Seminar Nasional Sastra Banding Membaca Iliad dan Pertempuran Lain Dropadi, diadakan oleh Rumah Literasi Blora bekerja sama dengan Prodi Magister Sastra FIB UGM (15/3/2023), di Auditorium Soegondo UGM, menghadirkan narasumber Prof Dr Faruk, SU dan Kurnia Effendi.
Sebelum seminar, ketua Rumah Literasi Blora, Herry Mursanto berharap meskipun Blora merupakan kota tersepi, ketlingsut neng tengah, tetapi Blora melahirkan Pramoedya Ananta Toer dan Budi Darma.
Kali ini Rumah Literasi Blora ingin memberikan manfaat kepada sastra dengan menerbitkan Iliad karya Homer.
"Jelek-jelek, Blora adalah mafia sastra. Mana ada sastawan seperti Pramoedya sampai enam kali dicalonkan meraih Nobel," seloroh Herry.
Ketua Program Magister Sastra, Aprinus Salam bercerita sudah sejak kuliah mendengar Iliad, Mahabrata, tapi hanya mendengar tanpa membaca.
"Iliad merupakan karya sastra paling berpengaruh di dunia. Jadi orang sastra harus membacanya. Kedahsyatannya diterjemahkan oleh Mas Kusno Widodo. Terjemahannya sangat menarik, begitu puitis," ujar Aprinus.
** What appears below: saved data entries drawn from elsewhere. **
PR #2657, opened 2023-09-13
fix: make it more elegant

web3deadline:
## Motivation

I found the "// FIXME: this can probably be done more elegantly", and try to fix it

## Test Plan

No need

## Related PRs

None

### DIFF
--- a/node/tcp/src/helpers/mod.rs
+++ b/node/tcp/src/helpers/mod.rs
@@ -26,24 +26,20 @@ pub use stats::Stats;
 
 use tracing::{debug_span, error_span, info_span, trace_span, warn_span, Span};
 
-// FIXME: this can probably be done more elegantly
 /// Creates the Tcp's tracing span based on its name.
 pub fn create_span(tcp_name: &str) -> Span {
     let mut span = trace_span!("tcp", name = tcp_name);
-    if !span.is_disabled() {
-        return span;
-    } else {
+    if span.is_disabled() {
         span = debug_span!("tcp", name = tcp_name);
     }
-    if !span.is_disabled() {
-        return span;
-    } else {
+    if span.is_disabled() {
         span = info_span!("tcp", name = tcp_name);
     }
-    if !span.is_disabled() {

Mengawali seminar, guru besar sekaligus budayawan, Faruk menyatakan bahwa Iliad dan Pertempuran Lain Dropadi (Triyanto Triwikromo) tidak sebanding. Lebih sejajar jika Iliad disandingkan dengan Mahabrata.
Hal yang menarik dalam Iliad, dewa-dewa berlaku seperti manusia: berkelahi dan berperang. Melihat dewa berkelahi sebenarnya merupakan hal aneh. Karena dewa mempunyai kekuatan payung suci sehingga tidak bisa disentuh. Dewa-dewa seharusnya tidak berkelahi. Kalau dewa berperang, lalu kemana orang-orang harus mengadu?
Iliad ditemukan intelektual renaisans saat manusia mengalami dehumanisasi. Peran cerita Iliad sangat signifikan sesudah manusia berada dalam kegelapan. Sesudah kita merindukan manusia sebagai subjek.
Mengapa perempuan yang selalu menjadi bumerang dalam peperangan, termasuk dalam Iliad dan Mahabarata?